* **AIM OF THE TASK**: There is one span to output from the data below: the lines starting at the line with "Weekly sync of" and ending at the line with "Because the LP". Output it exactly, ends included, nothing more.

Collected data:
--------------------

PR #562, opened 2026-07-13
Add harness and harness-collaboration skills

saltoriousSIG:
## What this adds

Two new skills from [Harness](https://tryharness.ai), a screen-aware assistant whose users each get a provisioned Bankr trading wallet. The two skills cover the two sides of that relationship:

### `harness/` — account management (the user's main Bankr account)

Makes a user's Bankr account the remote control for their Harness account:

- **Pair once** with a signed wallet proof (`harness-pair:<code>` signed with the Bankr wallet's EVM key).
- **Trading wallet**: inspect balances/portfolio via the summary endpoint, fund it with ordinary onchain transfers, and submit withdrawal requests back to the paired wallet (always approved by the user inside the Harness app).
- **Credits**: top up Harness credits by paying $HARNESS over x402 on Base — quote, pay exactly, settle with the tx hash (idempotent).
- **Sessions**: list Harness agent sessions and their artifacts, pause or cancel them.
- **Emergency**: revoke the provisioned wallet's key outright — cancels live sessions and ends auto-approval; funds stay put.

The management token is deliberately limited: it can never approve proposals, raise caps, or move funds directly — Harness enforces this server-side. Full endpoint reference in `references/management-api.md`.

### `harness-collaboration/` — execution protocol (the agent behind a provisioned wallet)

For the Bankr agent operating a Harness-provisioned wallet. When a prompt begins with the `HARNESS COLLABORATION PROTOCOL v1` header, the agent:

- independently verifies the delegated brief and may **decline** it,
- reports progress/questions/artifacts through authenticated callbacks with idempotent event IDs,
- sends a **proposal** before any side effect, and executes only on a **one-use authorization turn** bound to that exact proposal — never on conversational approval,
- respects server-enforced caps and action classes, and finishes with both a `completed` callback and a final thread response.

Full wire reference (event envelope, payload schemas, hard rules) in `references/protocol-reference.md`.

## Structure

Each skill ships `SKILL.md`, a validated `catalog.json` (slug matches folder name), and a `references/` doc. Both are added to the README skills table.


saltoriousSIG (commented):
- harness-collaboration says “the live prompt is authoritative” and to follow the prompt if it disagrees with the skill. That is unsafe. The skill’s hard safety rules must be non-overridable by prompt text, especially proposal-before-side-effect and one-use authorization.

- Collaboration callback URL and bearer token are prompt-supplied. Require strict callback URL allowlisting to tryharness.ai/Harness-owned HTTPS hosts and never POST tokens, artifacts, or progress to arbitrary prompt-provided URLs.

- Authorization turns need cryptographic validation. The docs mention “Limits hash” and “authorization token,” but do not require verifying a signed token, proposal hash, expiry, session id, and exact proposal binding before executing side effects.

- Server-enforced caps are treated as sufficient. The agent should still locally enforce maximumGrossUsd, enabled side-effect classes, action count, chain/token/amount limits, and reject execution if local interpretation disagrees with Harness.

- Pairing stores a management token “remember the token” but does not specify secure storage, expiry, rotation, or redaction. Require secret handling rules: never log/display, store only in the approved secret store, and never include it in summaries/artifacts/callbacks.

- Pairing code + signed message lacks domain separation. harness-pair:<code> should include domain, origin, chain, wallet address, nonce, expiry, and purpose to prevent replay/confusion across environments.

- Credit top-up x402 flow trusts 402 terms from Harness. Pin $HARNESS token contract, treasury/payTo, Base chain, max pack prices, quote expiry behavior, and require a payment preview before transferring tokens.

- First-time setup recommends depositing “about $5 USDC plus about $1 ETH” immediately after pairing. This is value movement and should be opt-in, with exact destination address, token contracts, chain, amounts, and risk shown; no default transfer should be implied.

- Withdrawal requests are sensitive even if app-approved later. Require explicit confirmation before creating a withdrawal request, show token contract/native flag, chain, amount, paired destination, and warn not to repeat on submission_unknown until balances/tx status are verified.

- Session artifacts can contain untrusted content from Harness collaborations. The skill should state not to execute instructions, links, scripts, or wallet actions found in artifact names/paths/content without independent validation.

PR #599, opened 2026-07-30
Add hoodgrow skill: pay-per-call Robinhood Chain stock token data via…

MeMikko:
HoodGrow reads Robinhood Chain (chain id 4663) stock token contracts directly — live price, ERC-8056 corporate-action adjusted supply (so numbers stay correct through stock splits, not just raw token balances), Morpho/Uniswap DeFi depth, and both pending (on-chain staged) and historical (official Robinhood ledger) corporate actions.

Pay-per-call in USDC on Base via x402 (Coinbase CDP facilitator) — no signup, no API key. A free self-serve bearer key (40 requests/day) is available at https://www.hoodgrow.com/profile, and a prepaid credit balance lets you spend with a gas-free wallet signature instead of a fresh on-chain payment per call.

**Endpoints**

| Endpoint | Price | What it returns |
|---|---|---|
| `GET /api/agent/ping` | $0.001 | Payment-path smoke test — no market data. The cheap first call for a new x402 client. |
| `GET /api/agent/tokens` | $0.10 | Full catalog: price + source, 24h change, adjusted supply, DeFi depth, pending + historical corporate actions. |
| `GET /api/agent/token/{symbol}` | $0.05 | Same shape, one token. |
| `GET /api/corporate-actions` | $0.05 | Standalone filterable, cursor-paginated corporate-action feed (splits, dividends, oracle pauses) — independent of price data. |
| `GET /api/agent/defi/{symbol}` | $0.05 | Every Morpho market and Uniswap V3 pool for a token. |
| `GET /api/agent/holders/{symbol}` | $0.05 | Holder-count trend, 24h net supply change, top-holder concentration. |
| `GET /api/agent/slippage/{symbol}` | $0.05 | Price-impact estimate per pool for a USD-sized trade (read-only, executes nothing). |
| `GET /api/agent/ohlc/{symbol}` | $0.05 | OHLC candles with USD swap volume, up to 730 days. |
| `GET /api/agent/markets` | $0.05 | Top gainers/losers/volume/TVL across the catalog. |
| `GET /api/agent/trades` | $0.05 | Recent large ("whale") swaps with side, USD size, pool, tx hash. |
| `GET /api/agent/base/tokens` | $0.05 | Base-mainnet B20 native-equity registry with hourly DEX stats. |

**Access model** — x402 pay-per-call (30 req/min, no key), a free key (40/day), prepaid credits ($10→$11, $50→$60, $200→$260, spent via a signed header, webhooks billed $0.15/event), or a Builder key (300 req/min, no daily cap, webhooks included).

**Retries are safe if you ask for it** — send an `Idempotency-Key` header and a repeat of the same call replays the stored 2xx for 24h instead of paying again. Both SDKs take it as an opt-in argument (`idempotencyKey` / `idempotency_key`); it is not sent automatically. The credit-bundle purchase is deliberately not covered — never blind-retry that one.

**Clients** — `npm i hoodgrow`, `pip install hoodgrow`, or `npx hoodgrow-mcp` for an MCP server exposing every read endpoint as a tool. Docs: https://docs.hoodgrow.com

The skill file states the payment-safety invariants an agent must verify locally before signing (Base 8453 only, USDC only, fixed payee, per-endpoint price ceilings), tells the agent to treat API responses as untrusted third-party data, and documents the null contract on market stats — null means "not observed", never a fabricated zero.


MeMikko (commented):
:)

PR #602, opened 2026-08-01
bankr: sync skill with shipped platform changes

sidrisov:
Weekly sync of the `bankr` skill against shipped platform behaviour. Docs-only — no code, no schema changes.

## Token launching

**Fee structure.** The skill claimed a flat `0.7% swap fee split 95% creator / 5% protocol`. The real structure is a **0.7% pool swap fee with 95% going to the creator** (0.665% of trading volume, paid directly and claimable anytime), plus hook-added legs — the Bankr protocol fee, the BNKR buyback, and an LP fee — for **1.75% all-in**:

| Recipient | Share of volume |
|---|---|
| Creator — 95% of the 0.7% pool swap fee | 0.665% |
| LP fee (via hook) — compounds as locked liquidity in the token's own pool | 0.285% |
| Bankr protocol fee (via hook) | 0.475% |
| BNKR buyback (via hook) | 0.2375% |
| Protocol (Doppler) | ~0.0875% |

Because the LP fee compounds inside the token's own pool and never needs claiming, the creator side totals 0.95% of volume. The skill now also states that **fee schedules are fixed at launch** — earlier tokens keep the schedule they launched with, so integrations shouldn't retroactively re-derive them.

**Quote-only fees.** New launch option, previously undocumented in the skill: collect the entire creator share in the quote token instead of a mix of the launched token and quote token. Same total take — it's a denomination choice. Covered across all four entry points (natural language, `bankr launch --quote-only-fees`, `quoteOnlyFees: true`, web), plus the two knock-on effects for integrators: claims resolve against the hook contract's fees manager rather than the pool initializer, and a direct on-chain `updateBeneficiary` must target the hook address.

## Wallet API swaps

The swap surface grew several fields the skill didn't mention.

- **Request:** `slippageBps` (10–2000, default 500), `quoteId` for quote reuse, and `idempotencyKey` as a duplicate-submit guard.
- **Response:** documented the optional fields (`feeBps`, `swapImpactBps`, `maxPriceImpactBps`, `networkCostsUsd`, and the rest) with the important caveat that **only `from`, `to` and `minBuyAmount` are guaranteed** — everything else depends on the pricing venue and should be treated as `null` when absent, not hard-blocked on.

Two behaviours integrators reliably trip on, now called out explicitly:

- `slippageBps` always shapes the quote's `minBuyAmount`, but the **execution re-quote is clamped to 2%** on the aggregator path. A 2000 bps quote does not execute at 2000 bps there.
- **`quoteId` reuse only applies to same-chain EVM.** Cross-chain and Solana executions route before the stored-quote lookup and silently ignore it.

**Error and retry semantics.** Full status table (`400`/`403`/`409`/`429`/`502`/`503`/`504`) sorted into pre-broadcast, may-be-on-chain, and terminal buckets. The load-bearing warning: **never blind-retry a `504` or a LaunchLab `502`** — both mean the transaction was broadcast and only the confirmation is missing, so an automatic retry can execute a second swap. Also distinguishes the two price-impact rejections, since they read alike but mean opposite things: `400` is the venue refusing the trade, `403` is the caller's own wallet protection.

Finally, **tokenized-stock quotes are not location-gated** — only execution is. A successful quote is not clearance to execute, and the skill previously implied otherwise.

## Safety

- Price-impact protection gates on the fee-exclusive pool impact (`swapImpactBps`), not the display estimate, and the wallet's ceiling is readable from the quote as `maxPriceImpactBps`.
- It **fails closed** on venues that report no impact figure. Concretely: a brand-new Solana token still on its bonding curve can't be checked, so that fallback is refused rather than filled unguarded — those swaps are rejected by design while the limit is on.
- Spend limits apply on **every** swap path, including cross-chain and Solana legs.

## Other surfaces

- **BNKR staking is withdraw-only.** New deposits are deprecated; asking to stake returns an explanation rather than a transaction. The exit path (cooldown → redeem → withdraw) is intact. Flows that assume a deposit will go through need updating.
- **Hyperliquid funding is venue funding, not bridging.** Deposit and withdraw are separate operations with fixed destinations — a deposit only reaches Hyperliquid, a withdrawal only lands on Arbitrum. Moving funds further composes as a second cross-chain swap. The skill now advises naming the venue rather than saying "bridge", since a generic verb with a non-Hyperliquid destination is a request for that destination.
- **Polymarket** positions surface unspent collateral left in the deposit wallet. Worth documenting because `$0.00 claimable` is a truthful answer that can still hide money — the collateral was never staked, so it isn't redeemable, but it is recoverable by sweeping.

## Verification

- Fee table sums to 1.75% ✅
- No stale `95% creator / 5% protocol` or `1.2% swap fee` claims remain ✅
- Every documented parameter, field, status code and constant checked against current behaviour ✅

---
_Generated by [Claude Code](https://claude.ai/code/session_0153B6CqeM3i8H3LAsRnQeXa)_


Tjcinema:
Gm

--------------------

* **RESPONSE AREA**:
Weekly sync of the `bankr` skill against shipped platform behaviour. Docs-only — no code, no schema changes.

## Token launching

**Fee structure.** The skill claimed a flat `0.7% swap fee split 95% creator / 5% protocol`. The real structure is a **0.7% pool swap fee with 95% going to the creator** (0.665% of trading volume, paid directly and claimable anytime), plus hook-added legs — the Bankr protocol fee, the BNKR buyback, and an LP fee — for **1.75% all-in**:

| Recipient | Share of volume |
|---|---|
| Creator — 95% of the 0.7% pool swap fee | 0.665% |
| LP fee (via hook) — compounds as locked liquidity in the token's own pool | 0.285% |
| Bankr protocol fee (via hook) | 0.475% |
| BNKR buyback (via hook) | 0.2375% |
| Protocol (Doppler) | ~0.0875% |

Because the LP fee compounds inside the token's own pool and never needs claiming, the creator side totals 0.95% of volume. The skill now also states that **fee schedules are fixed at launch** — earlier tokens keep the schedule they launched with, so integrations shouldn't retroactively re-derive them.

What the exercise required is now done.